Присяжнюк сказал в трубку телефона:
— Салон — гиропосту. Это ты, Лебедев? Поднимись-ка.
Я замер в напряжении. Всегда обожал старшину Лебедева, но сейчас от его слов зависело очень многое в моей жизни, которая трепыхалась, словно пескарь на раскаленной сковородке.
Раздался осторожный стук в дверь.
— Входите.
Лебедев, как всегда, в чистой робе. Серьезный. Задумчивый. Без улыбки. Как он был непохож на мичмана Сайгина!
Командир показал ему на меня:
— Старшина, знакома ли вам эта светлая личность?
Лебедев посмотрел так, будто впервые меня увидел:
— Немножко знаю, товарищ капитан третьего ранга.
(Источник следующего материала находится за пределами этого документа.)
PR #5619, opened 2025-11-28
[stdlib] Optimize `StringSlice.char_length` using SIMD `pack_bits` and `pop_count` (12x speedup)

YichengDWu:
This PR significantly optimizes `StringSlice.char_length` by maximizing SIMD register throughput.

The Optimization: The previous (or naive) SIMD approaches often require casting `int8` predicates to wider integer types (e.g., `int32`) to perform reductions, which reduces the effective SIMD width by 4x or 8x.

This implementation uses `pack_bits` to compress the comparison results (continuation byte detection) into a single integer mask, followed by `pop_count`. This approach:

1. Maintains 100% data density: Processes 64 bytes per instruction on AVX-512 (vs 16 bytes if casted to 32-bit ints).

2. Utilizes hardware acceleration: Maps efficiently to `vpmovmskb/popcnt` on x86 and equivalent instructions on ARM.

Benchmarks (1MB text): The new implementation removes the performance penalty for multi-byte characters seen in the current implementation.

Language | Before (ms) | After (ms) | Speedup
-- | -- | -- | --
EN (ASCII) | ~0.019 | ~0.020 | 1.0x
ZH (Chinese) | 0.241 | 0.020 | 12.0x 🚀
AR (Arabic) | 0.245 | 0.017 | 14.4x 🚀

Device: Mac mini M4

PR #5623, opened 2025-11-30
[stdlib] Optimize `vectorize` tail handling (up to 10x speedup on small/unaligned sizes)

YichengDWu:
This PR updates the `vectorize` function to handle tail elements (the remainder of `size % simd_width`) much more efficiently using the bitmask dispatching strategy.

### The Context

Currently, if you process a buffer that isn't perfectly aligned to the SIMD width, the `vectorize` function falls back to a scalar loop for the leftovers:
```mojo
for i in range(simd_end, size):
    closure[1](i)
```

This causes a massive performance cliff. For example, processing 31 items is currently ~4.5x slower than processing 32 items, simply because those 31 items are processed one by one.

### The Changes
This PR replaces the scalar loop with a Cascading Bitmask Dispatching strategy. Instead of looping 31 times for a remainder of 31, we now just perform a quick bitwise check and dispatch:

1. Check bit 4 -> handle 16 items.

2. Check bit 3 -> handle 8 items.

3. Check bit 2 -> handle 4 items.

4. ...and so on.

This results in straight-line, branch-predictor-friendly code.

For the `comptime size` overload, it's even better: the compiler performs dead code elimination on these checks, resulting in a fully static, branchless sequence of calls perfectly matched to the data size.

### Benchmarks
Ran this on Intel i5-13600K (AVX2). The difference on small, unaligned sizes is huge.

The most important comparison is vectorize_127 (worst case tail) vs vectorize_128 (best case aligned).

* Before: 127 items took 17.1µs (vs 0.73µs for 128). That's a ~23x penalty for missing alignment.

| name                   | met (ms)               | iters |
| ---------------------- | ---------------------- | ----- |
| bench_vectorize_31     | 5.01e-06               | 100   |
| bench_vectorize_32     | 1.4e-06                | 100   |
| bench_vectorize_127    | 1.7080000000000002e-05 | 100   |
| bench_vectorize_128    | 7.3e-07                | 100   |
| bench_vectorize_1023   | 9.56e-06               | 100   |
| bench_vectorize_1024   | 3.79e-06               | 100   |
| bench_vectorize_8191   | 3.308e-05              | 100   |
| bench_vectorize_8192   | 2.7499999999999998e-05 | 100   |
| bench_vectorize_32767  | 0.00010906             | 100   |
| bench_vectorize_32768  | 0.00010564             | 100   |
| bench_vectorize_131071 | 0.0016952500000000001  | 100   |
| bench_vectorize_131072 | 0.0016428400000000002  | 100   |

* After: 127 items take 1.6µs. The penalty is largely gone.

| name                   | met (ms)               | iters |
| ---------------------- | ---------------------- | ----- |
| bench_vectorize_31     | 1.41e-06               | 100   |
| bench_vectorize_32     | 4.6999999999999995e-07 | 100   |
| bench_vectorize_127    | 1.6000000000000001e-06 | 100   |
| bench_vectorize_128    | 6.3e-07                | 100   |
| bench_vectorize_1023   | 4.54e-06               | 100   |
| bench_vectorize_1024   | 3.7399999999999998e-06 | 100   |
| bench_vectorize_8191   | 2.845e-05              | 100   |
| bench_vectorize_8192   | 2.819e-05              | 100   |
| bench_vectorize_32767  | 0.00010848             | 100   |
| bench_vectorize_32768  | 0.00010801             | 100   |
| bench_vectorize_131071 | 0.00177422             | 100   |
| bench_vectorize_131072 | 0.0016857600000000001  | 100   |

### Relation to Forum Discussion

I analyzed the [Vectorize and remainder loops](https://forum.modular.com/t/vectorize-and-remainder-loops/665) discussion, where two main optimization paths were debated:

1.  Greedy Loop (Iterative):
    A nested loop approach (`for ... range((size - offset) // w)`). As noted by `@owenhilyard` in the thread, this introduces a deep data dependency on the `offset` variable, forcing serialized execution.

2.  Bitmask Dispatching (The approach in this PR):
    `@gphlipot` suggested checking "whether the $i$-th bit is set" to avoid deep dependencies.
    This PR implements exactly this strategy. By checking `(tail_len & width)`, we ensure that:

      * No Dependency Chains: All branch conditions depend only on the initial, immutable `tail_len`.
      * Instruction Level Parallelism: The CPU can resolve these checks independently.
      * Low Overhead: The benchmarks confirm that the cost of these straight-line branches is negligible compared to the latency of the naive scalar loop.

### Assembly Analysis
I've also prepared a [Godbolt link](https://godbolt.org/z/88E43oqoP) to verify the generated assembly.

The naive implementation (`_memset_impl`) falls back to a `memset` call for the tail.

```asm
.LBB0_3:
    ; ... setup overhead ...
    jmp     memset@PLT          ; Fallback to library call
```
The optimized implementation (`_memset_impl2`) generates fully inlined, straight-line AVX stores without loops or function calls.

```asm
.LBB1_3:
    testb   $16, %dl            ; Check bit 4
    jne     .LBB1_4
    testb   $8, %dl             ; Check bit 3
    jne     .LBB1_6
    ; ...
.LBB1_4:
    vmovdqu %xmm0, (%rdi,%rax)  ; Inline 16-byte store
    testb   $8, %dl             ; Straight-line continuation
    ; ...
```


YichengDWu:
Blocked by #5619

YichengDWu:
Although #5619 is resolved, it appears that many functions in the current codebase still implicitly assume that the vectorize tail handling falls back to a scalar loop. I personally believe we should completely abandon this programming model, as it is clearly a performance trap.

 If the consensus is to move away from the scalar fallback assumption, I will proceed with further updates based on that direction.

soraros:
We could also add a flag parameter, and do the migration later, for feels like a very high risk change. WDYT, @JoeLoser?

YichengDWu:
Thinking about this further, I realized that the bitmask dispatching strategy in this PR is still not the theoretical optimum for modern ISAs like AVX-512 (or RVV/SVE).

On AVX-512, handling the tail often only requires a single masked instruction (or `llvm.vp` equivalent), whereas the bitmask strategy still generates a cascade of checks and smaller vector ops.

I propose adding a new overload for `vectorize` that allows the closure to accept an additional `evl` (effective vector length) argument. This would allow users to handle the tail logic themselves (e.g., via masked load/stores) within the closure.

If this sounds good, I can add this overload in a new PR.

barcharcraz:
> Thinking about this further, I realized that the bitmask dispatching strategy in this PR is still not the theoretical optimum for modern ISAs like AVX-512 (or RVV/SVE).
> 
> On AVX-512, handling the tail often only requires a single masked instruction (or `llvm.vp` equivalent), whereas the bitmask strategy still generates a cascade of checks and smaller vector ops.
> 
> I propose adding a new overload for `vectorize` that allows the closure to accept an additional evl (effective vector length) argument. This would allow users to handle the tail logic themselves (e.g., via masked load/stores) within the closure.
> 
> If this sounds good, I can add this overload in a new PR.

I like giving the users the ability to handle the tail themselves, but fixing our handling still seems appropriate. I need to better understand why it's such a disruptive change, but if we really can't make such an improvement then something is wrong with the vectorize API generally.

YichengDWu:
> > Thinking about this further, I realized that the bitmask dispatching strategy in this PR is still not the theoretical optimum for modern ISAs like AVX-512 (or RVV/SVE).
> > On AVX-512, handling the tail often only requires a single masked instruction (or `llvm.vp` equivalent), whereas the bitmask strategy still generates a cascade of checks and smaller vector ops.
> > I propose adding a new overload for `vectorize` that allows the closure to accept an additional evl (effective vector length) argument. This would allow users to handle the tail logic themselves (e.g., via masked load/stores) within the closure.
> > If this sounds good, I can add this overload in a new PR.
> 
> I like giving the users the ability to handle the tail themselves, but fixing our handling still seems appropriate. I need to better understand why it's such a disruptive change, but if we really can't make such an improvement then something is wrong with the vectorize API generally.

The issue is that the current codebase relies on the implicit assumption that vectorize falls back to a simple scalar loop for the tail. A example is [here](https://github.com/modular/modular/blob/main/max/kernels/src/internal_utils/_measure.mojo#L174), which also demonstrates that users are already compelled to implement their own tail handling logic.

Note that on AVX-512 hardware, the bitmask dispatching strategy proposed in this PR is almost never what we want, considering native masked operations are superior. The existing vectorize interface strictly limits us to support this optimization because it doesn't expose a `mask` or `evl` to the closure.

I lean towards adding an overload that allows users to handle the tail manually (via `evl` or masks). I hope to see a gradual migration toward that pattern, as the example above proves users are already trying to do exactly that.

YichengDWu:
Followed by #5687

YichengDWu:
Followed in #5854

— Добро. Что вы можете о нем сказать?
Я ждал, что Лебедев выплеснет посреди салона полный ушат всяческих похвал моему уму и благородству. Но старшина стал высказывать обо мне — в моем же присутствии — ужасные вещи:
— Ветер еще в голове. Что ему нравится — слушает. А что не по душе — отворачивается. Расхристан. Курядов не может загнать в душевую, чтобы робу выстирал. Воспитан безобразно. Иванов восьмой год служит, а юнга Огурцов ему грубит, как хочет.
Я выстоял под этим ушатом. Командир слушал, кивая. Замполит блуждал из угла в угол салона. Штурман курил, щурясь.
— Так! — сказал командир. — Это нам понятно. Теперь вы, старшина, переверните медаль.
— Есть, — охотно отозвался Лебедев. — Лицевая сторона медали такова: гирокомпасы любит и знает. Конечно, нахватался больше поверху. Глубины знаний еще нету. Но со временем может стать хорошим аншютистом. Ежели, конечно, отнесется к делу серьезно, а не шаляй-валяй.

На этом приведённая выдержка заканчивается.